Physics people have an equation: E=hν. In this, E is energy, h is a constant value named Plank's constant because he first figured this equation out, and ν is actually the Greek letter "nu" (our letter equal to this is "n") which is the frequency of the radiation. This equation describes the energy content to be found in all types of electromagnetic radiation. This is true of the portion we see as visible light, and the portion we feel as heat, and the portion we describe as X-rays, and the portion we describe as radio waves, and all other portions.

Venus is much closer to the sun, so it gets more energy from the sun the same way you would get more energy from a fire by being closer to it. For many years scientists assumed that the thick cloud cover over Venus kept it from being very hot. They were very surprised when the first satellite to reach Venus melted in seconds. After a number of attempts, Russian and USA scientists got satellites to survive longer, and measured a surface temperature of about 470 deg-C. They also found a very high concentration of carbon dioxide in its atmosphere (over 100x what is on the Earth). Hmm.

Got to go--JMM

"Reason: the black one is absorbing nearly all of the light which reaches it, while the white one is reflecting most of it."

True, true, but what of the light energy that does not strike either one of them? Since photons from the light source (whatever it may be) emanate spherically in all directions what then? In other words, a very small part of the Sun's EM energy is impacted by the local planets, asteroids, etc., but "What happens to Light Energy?" as originally posted, by the majority of EM that goes off into never-never land, i.e., the void of deep space?

Then taking it one step further, what about the EM that collides with EM from other light sources (stars)?
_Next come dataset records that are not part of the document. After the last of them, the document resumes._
PR #743, opened 2026-06-16
✨(backend) accept configurable media-auth forward headers

mosa-riel:
## Summary

`ItemViewSet._authorize_subrequest()` only read `HTTP_X_ORIGINAL_URL`, an nginx-ingress convention. Behind a proxy that carries the original URL in a different header (for instance `X-Forwarded-Uri`) the lookup returns `None` and every `/media/...` subrequest is denied with a 403 — uploads succeed but downloads/previews never resolve.

This reads the original URL from the **first present** header in a new, configurable `MEDIA_AUTH_FORWARD_HEADERS` setting (default `["X-Original-Url", "X-Forwarded-Uri"]`, tried in order). Existing deployments are unaffected because `X-Original-Url` stays first; other proxies can be supported purely by overriding the env var, with no code change.

## Changes

- `core/api/viewsets.py` — iterate the configured headers, convert each to its `META` key (`HTTP_` prefix, uppercased, dashes→underscores) and use the first one present.
- `drive/settings.py` — new `MEDIA_AUTH_FORWARD_HEADERS` list setting (env `MEDIA_AUTH_FORWARD_HEADERS`).
- `docs/env.md` — document the new variable.
- `core/tests/items/test_api_items_media_auth.py` — mirror tests exercising `X-Forwarded-Uri` for the 200 (public) and 403 (authenticated/restricted) paths, plus a no-header 403 case.
- `CHANGELOG.md` — `Added` entry.

## Test plan

- [x] Existing `test_api_items_media_auth.py` suite still green (`X-Original-Url` path unchanged).
- [x] New `X-Forwarded-Uri` cases reach the same authorization decisions (200/403).
- [x] No-header subrequest still denied (403).
- [x] `ruff format --check .`, `ruff check .` clean; `pylint` 10.00/10 on the touched modules.
- [ ] Manual: behind a ForwardAuth-style middleware, `GET /media/<key>` returns 200 for an authorized user (previously 403).

`22 passed` locally (`DJANGO_CONFIGURATION=Test pytest core/tests/items/test_api_items_media_auth.py`).

### DIFF
--- a/CHANGELOG.md
+++ b/CHANGELOG.md
@@ -8,6 +8,10 @@ and this project adheres to
 
 ## [Unreleased]
 
+### Added
+
+- ✨(backend) accept configurable media-auth forward headers
+
 ## [v0.21.0] - 2026-08-07
 
 ### Added
--- a/src/backend/drive/settings.py
+++ b/src/backend/drive/settings.py
@@ -143,6 +143,15 @@ class Base(Configuration):
     MEDIA_ROOT = os.path.join(DATA_DIR, "media")
     MEDIA_BASE_URL = values.Value(None, environ_name="MEDIA_BASE_URL", environ_prefix=None)
 
+    # Request headers carrying the original URL of a media auth subrequest, tried in order.
+    # nginx ingress uses "X-Original-Url"; Traefik's ForwardAuth uses "X-Forwarded-Uri".
+    # Add other proxy header names here (or via the env var) as needed.
+    MEDIA_AUTH_FORWARD_HEADERS = values.ListValue(
+        ["X-Original-Url", "X-Forwarded-Uri"],
+        environ_name="MEDIA_AUTH_FORWARD_HEADERS",
+        environ_prefix=None,
+    )
+
     SITE_ID = 1
 
     STORAGES = {
--- a/docs/env.md
+++ b/docs/env.md
@@ -72,6 +72,7 @@ This document lists all configurable environment variables for the Drive applica
 | `LOGGING_LEVEL_LOGGERS_APP` | Logging level for application loggers | `INFO` |
 | `LOGGING_LEVEL_LOGGERS_ROOT` | Logging level for root logger | `INFO` |
 | `MAX_PAGE_SIZE` | Limit the maximum page size the client may request | `200` |
+| `MEDIA_AUTH_FORWARD_HEADERS` | Headers carrying the original URL of a media auth subrequest, tried in order | `["X-Original-Url", "X-Forwarded-Uri"]` |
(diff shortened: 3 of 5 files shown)


src/backend/drive/settings.py
```diff
@@ -143,6 +143,15 @@ class Base(Configuration):
     MEDIA_ROOT = os.path.join(DATA_DIR, "media")
     MEDIA_BASE_URL = values.Value(None, environ_name="MEDIA_BASE_URL", environ_prefix=None)
 
+    # Request headers carrying the original URL of a media auth subrequest, tried in order.
+    # nginx ingress uses "X-Original-Url"; Traefik's ForwardAuth uses "X-Forwarded-Uri".
+    # Add other proxy header names here (or via the env var) as needed.
+    MEDIA_AUTH_FORWARD_HEADERS = values.ListValue(
```
kernicPanel, line 149: Please also document MEDIA_AUTH_FORWARD_HEADERS in docs/env.md.

CHANGELOG.md
```diff
@@ -8,6 +8,10 @@ and this project adheres to
 
 ## [Unreleased]
 
+### Added
+
+- ✨(backend) accept configurable media-auth forward headers (Traefik X-Forwarded-Uri)
```
kernicPanel: Drop the "(Traefik X-Forwarded-Uri)" suffix.

kernicPanel (commented):
Sorry for the late reply.
The change looks good and safe.

Since the mechanism is now generic, please remove the Traefik/nginx mentions from the docstring and the comments in `viewset.py`.

This is a new feature rather than a fix, so the commit should be ✨ like the changelog entry.

The branch also conflicts with main, please rebase.

mosa-riel:
Thanks for the review! Addressed:

- **Generic wording** — dropped the nginx/Traefik mentions from the `_authorize_subrequest` docstring and the inline comment in `viewsets.py`; they now talk about "a reverse proxy auth subrequest" and point at `MEDIA_AUTH_FORWARD_HEADERS` for the header list.
- **✨ instead of 🐛** — commit retitled (and the PR title too) to match the changelog entry.
- **Changelog** — dropped the `(Traefik X-Forwarded-Uri)` suffix.
- **docs/env.md** — `MEDIA_AUTH_FORWARD_HEADERS` documented in the table.
- **Rebase** — rebased onto current `main`, conflict was just the changelog `[Unreleased]` section. No longer conflicting.

`22 passed` on `core/tests/items/test_api_items_media_auth.py`, `ruff format --check .` / `ruff check .` clean, `pylint` 10.00/10 on the touched modules.

kernicPanel (approved):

Surely they will multiply is they collide "in-phase" and the reverse, etc. But, again, what happens to this energy? Does it just travel around the universe contributing to the total energy contained therein?

Johnjohn,

Profound questions. Now, If light travels in paths that are bent by gravity, is it possible that some of it can curve around so a very distant star may be our own?

Perhaps, except for that nagging one-way arrow of time.
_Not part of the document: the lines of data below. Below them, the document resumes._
PR #748, opened 2026-06-19
Keep files accessible and convertible during malware analysis

kernicPanel:
## Purpose

After upload, a file is scanned for malware in the background (`analyzing`
state). It belongs to the user who just uploaded it and must stay fully
usable meanwhile. Instead, such items were locked in the UI, and converting
a legacy Office file was only offered once the analysis had finished.

## Proposal

- Keep `analyzing` items accessible: they are polled to refresh their
  abilities but no longer treated as transient/locked; the "analysis in
  progress" text becomes a non-blocking badge.
- Allow converting a file while it is still being analyzed: the convert
  ability and the conversion request are accepted during `analyzing`, but
  the real conversion is deferred until analysis confirms the source is safe
  (`ready`), and aborts if the file turns suspicious.
- Dev: the dummy malware backend now delays its result so the `analyzing`
  state is observable locally.

### DIFF
--- a/src/backend/wopi/tasks/conversion.py
+++ b/src/backend/wopi/tasks/conversion.py
@@ -12,6 +12,12 @@ from drive.celery_app import app
 
 logger = logging.getLogger(__name__)
 
+# Seconds to wait before re-checking a source still under malware analysis,
+# and how many times to wait before giving up (~10 minutes total, matching the
+# frontend polling timeout).
+ANALYSIS_RETRY_COUNTDOWN = 30
+ANALYSIS_MAX_RETRIES = 20
+
 
 class ConvertFileTask(app.Task):
     """Celery task base deleting the placeholder when conversion ultimately fails."""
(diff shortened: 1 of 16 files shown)


src/backend/wopi/tasks/conversion.py
```diff
@@ -71,6 +77,13 @@ def convert_file(source_item_id, converted_item_id, user_id):
         logger.error("convert_file: user %s does not exist, aborting", user_id)
         return
 
+    if source.upload_state == models.ItemUploadStateChoices.ANALYZING:
```
NathanVss, line 81: So it means that if the analysis takes more than 5min the conversion will never occur? It seems a bit short nope? WDYT?

NathanVss (approved):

On the question of the energy of EM (electromagnetic spectrum) radiation source, we extrapolate its total energy based on the tiny sample that reaches our detectors, but usually detectors measure a specific designed in frequency, and, in general, ignore all the rest (frequencies).

The original question was regarding Light Energy, so do we conclude that to mean only "visible" light? Your previous example, for instance, applied to heat energy (light and dark objects), which is, of course, invisible to (naked) human eyes, i.e., no thermal imaging in effect. Not to be confused with mirages, etc.
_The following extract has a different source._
PR #756, opened 2026-07-01
Restricted access

### LINKED ISSUE #731: Restricted folders
Image

As part of prioritizing features related to the Resana migration, the restricted-access folders feature, is now a priority.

So, what happens to EM energy in the 400nm to 700nm range?

-John

Addendum to #29:

I, like probably a lot of us, used to think about black holes like the Sci-fi writers portrayed them; like a huge, yawning funnel sucking up everything around the funnel's "mouth". However, in an earlier thread, vermin expanded my (usually) limited way of thinking by pointing out that a black hole is spherical by necessity, i.e., the event horizon exists in all directions around it.

I'm just relating this story as it pertains to the spherical radiation of EM- it goes in ALL directions, not just where we happen to "observe" it.

There will indeed be some light of our own sun (who owns it by the way?) that comes back after several bends in space.

But will we see it as a star?

I don't think so, it disappears in the back radiation, the noise.

Yes, even when absorbed and re-radiated at a longer wavelength it must continue on, even if only in the lowly form of heat. Where else could it go, Detroit?

I know, it keeps re-radiating at longer wave lengths until it reaches audio and that's that hum you hear when your eyes are closed: "OM".

After that, it finally becomes the sound of one hand clapping and you are allowed to leave the temple.

LMAO! That's probably the best explanation yet. Can't be Detroit though. That's our closest known event horizon and thus nothing could be re-radiated.

But how could you not hear it grasshopper? -Master Po

It goes to the Fridge.

the energy gets absorbed equal to

E=hf.

h=Planck's constant

f=frequency.

This is first year second semester physics.